§ **YOUR OBJECTIVE**:
Some lines below hold "keyboard". Pick them out and copy them.

§ **EXTRACTED ENTRIES**:
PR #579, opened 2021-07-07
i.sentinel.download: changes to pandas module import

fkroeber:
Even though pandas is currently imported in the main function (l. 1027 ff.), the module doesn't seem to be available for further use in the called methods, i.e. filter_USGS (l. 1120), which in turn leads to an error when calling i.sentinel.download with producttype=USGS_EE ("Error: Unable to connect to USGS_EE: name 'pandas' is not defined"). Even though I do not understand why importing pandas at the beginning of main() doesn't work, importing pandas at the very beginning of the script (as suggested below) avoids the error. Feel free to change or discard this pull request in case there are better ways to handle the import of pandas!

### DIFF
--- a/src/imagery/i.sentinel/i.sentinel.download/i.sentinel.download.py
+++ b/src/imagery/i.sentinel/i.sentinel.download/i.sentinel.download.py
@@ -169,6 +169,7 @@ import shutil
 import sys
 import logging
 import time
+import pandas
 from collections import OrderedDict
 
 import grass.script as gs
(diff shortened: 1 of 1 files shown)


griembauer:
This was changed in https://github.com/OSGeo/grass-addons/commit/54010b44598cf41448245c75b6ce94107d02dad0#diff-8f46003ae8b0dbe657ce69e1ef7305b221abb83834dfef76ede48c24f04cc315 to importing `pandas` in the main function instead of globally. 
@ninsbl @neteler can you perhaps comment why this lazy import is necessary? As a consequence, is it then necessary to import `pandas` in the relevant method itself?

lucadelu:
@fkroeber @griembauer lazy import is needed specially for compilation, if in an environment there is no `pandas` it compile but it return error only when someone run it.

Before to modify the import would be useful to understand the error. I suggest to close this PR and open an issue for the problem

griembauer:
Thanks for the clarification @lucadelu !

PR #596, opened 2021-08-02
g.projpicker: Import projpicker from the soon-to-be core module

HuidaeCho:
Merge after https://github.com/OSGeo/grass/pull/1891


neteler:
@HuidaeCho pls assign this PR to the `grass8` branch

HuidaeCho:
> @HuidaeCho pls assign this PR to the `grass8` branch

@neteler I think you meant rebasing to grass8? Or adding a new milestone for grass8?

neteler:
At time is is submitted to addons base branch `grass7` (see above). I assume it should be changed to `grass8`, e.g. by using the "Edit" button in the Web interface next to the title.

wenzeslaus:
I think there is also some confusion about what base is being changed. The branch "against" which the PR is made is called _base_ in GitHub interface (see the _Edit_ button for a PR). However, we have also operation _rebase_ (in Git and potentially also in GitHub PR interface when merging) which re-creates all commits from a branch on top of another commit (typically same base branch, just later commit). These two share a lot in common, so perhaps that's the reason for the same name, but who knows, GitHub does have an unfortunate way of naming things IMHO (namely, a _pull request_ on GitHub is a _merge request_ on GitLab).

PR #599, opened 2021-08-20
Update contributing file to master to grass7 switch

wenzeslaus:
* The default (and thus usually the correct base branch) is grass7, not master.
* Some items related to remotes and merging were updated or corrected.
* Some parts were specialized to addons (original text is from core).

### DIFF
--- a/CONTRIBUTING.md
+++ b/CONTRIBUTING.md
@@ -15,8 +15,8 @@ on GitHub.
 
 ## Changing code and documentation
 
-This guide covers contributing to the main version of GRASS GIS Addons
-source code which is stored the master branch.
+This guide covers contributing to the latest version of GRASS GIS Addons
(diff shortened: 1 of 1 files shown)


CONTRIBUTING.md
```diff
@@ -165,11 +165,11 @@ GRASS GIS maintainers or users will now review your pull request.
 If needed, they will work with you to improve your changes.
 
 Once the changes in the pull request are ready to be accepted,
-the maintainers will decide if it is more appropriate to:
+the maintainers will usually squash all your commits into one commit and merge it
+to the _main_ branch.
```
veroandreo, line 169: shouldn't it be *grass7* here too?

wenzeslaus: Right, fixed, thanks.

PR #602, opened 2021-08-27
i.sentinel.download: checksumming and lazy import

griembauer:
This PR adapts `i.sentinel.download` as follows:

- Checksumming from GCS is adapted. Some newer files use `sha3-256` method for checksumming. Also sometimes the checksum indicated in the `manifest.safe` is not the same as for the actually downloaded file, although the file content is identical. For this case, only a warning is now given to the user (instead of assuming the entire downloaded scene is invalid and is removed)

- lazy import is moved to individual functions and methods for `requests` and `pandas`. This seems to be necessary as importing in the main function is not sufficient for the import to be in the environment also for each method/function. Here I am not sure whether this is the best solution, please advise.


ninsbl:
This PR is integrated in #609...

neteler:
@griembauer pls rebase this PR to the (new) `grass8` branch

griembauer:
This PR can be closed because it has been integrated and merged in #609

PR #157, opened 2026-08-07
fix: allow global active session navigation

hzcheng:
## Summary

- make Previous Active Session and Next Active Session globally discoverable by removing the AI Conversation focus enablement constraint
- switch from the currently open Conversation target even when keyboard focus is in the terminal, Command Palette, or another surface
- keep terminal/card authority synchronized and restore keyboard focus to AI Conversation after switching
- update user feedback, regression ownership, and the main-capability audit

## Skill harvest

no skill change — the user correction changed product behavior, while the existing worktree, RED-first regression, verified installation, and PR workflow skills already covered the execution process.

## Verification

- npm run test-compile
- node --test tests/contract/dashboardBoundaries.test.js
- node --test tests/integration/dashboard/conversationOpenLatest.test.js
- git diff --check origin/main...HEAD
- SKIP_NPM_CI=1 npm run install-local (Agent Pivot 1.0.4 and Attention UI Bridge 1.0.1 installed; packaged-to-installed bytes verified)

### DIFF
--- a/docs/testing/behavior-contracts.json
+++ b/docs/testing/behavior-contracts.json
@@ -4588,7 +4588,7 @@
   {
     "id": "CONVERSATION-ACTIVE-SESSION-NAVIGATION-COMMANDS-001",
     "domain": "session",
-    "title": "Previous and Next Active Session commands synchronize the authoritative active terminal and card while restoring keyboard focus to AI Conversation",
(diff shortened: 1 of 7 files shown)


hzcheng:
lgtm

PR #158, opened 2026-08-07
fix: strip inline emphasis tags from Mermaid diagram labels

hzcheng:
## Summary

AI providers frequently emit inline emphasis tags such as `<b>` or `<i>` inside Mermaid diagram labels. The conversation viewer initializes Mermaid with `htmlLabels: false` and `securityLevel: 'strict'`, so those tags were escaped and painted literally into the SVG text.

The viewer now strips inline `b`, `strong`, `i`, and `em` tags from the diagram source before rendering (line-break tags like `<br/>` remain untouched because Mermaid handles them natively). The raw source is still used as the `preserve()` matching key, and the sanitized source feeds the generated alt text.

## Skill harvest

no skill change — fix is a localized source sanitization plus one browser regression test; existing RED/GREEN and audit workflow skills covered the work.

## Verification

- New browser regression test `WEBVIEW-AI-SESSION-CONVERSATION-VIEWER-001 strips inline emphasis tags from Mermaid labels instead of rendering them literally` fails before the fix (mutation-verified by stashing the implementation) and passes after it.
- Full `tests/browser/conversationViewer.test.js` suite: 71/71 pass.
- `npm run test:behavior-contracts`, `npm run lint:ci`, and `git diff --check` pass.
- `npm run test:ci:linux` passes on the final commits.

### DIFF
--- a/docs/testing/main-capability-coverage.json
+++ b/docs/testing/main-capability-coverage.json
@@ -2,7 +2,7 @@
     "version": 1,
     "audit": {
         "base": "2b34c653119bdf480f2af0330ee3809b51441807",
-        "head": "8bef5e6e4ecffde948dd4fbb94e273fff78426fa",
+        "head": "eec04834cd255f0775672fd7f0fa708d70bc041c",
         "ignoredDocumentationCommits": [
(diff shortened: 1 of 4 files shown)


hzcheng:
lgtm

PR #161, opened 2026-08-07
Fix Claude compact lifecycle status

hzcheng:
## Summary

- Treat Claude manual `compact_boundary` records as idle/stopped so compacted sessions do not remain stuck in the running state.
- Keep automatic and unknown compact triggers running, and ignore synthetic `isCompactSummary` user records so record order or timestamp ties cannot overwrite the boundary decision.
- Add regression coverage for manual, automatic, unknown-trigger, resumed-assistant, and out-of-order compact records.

§ **RESPONSE TO THIS TASK**:
- switch from the currently open Conversation target even when keyboard focus is in the terminal, Command Palette, or another surface
- keep terminal/card authority synchronized and restore keyboard focus to AI Conversation after switching
-    "title": "Previous and Next Active Session commands synchronize the authoritative active terminal and card while restoring keyboard focus to AI Conversation",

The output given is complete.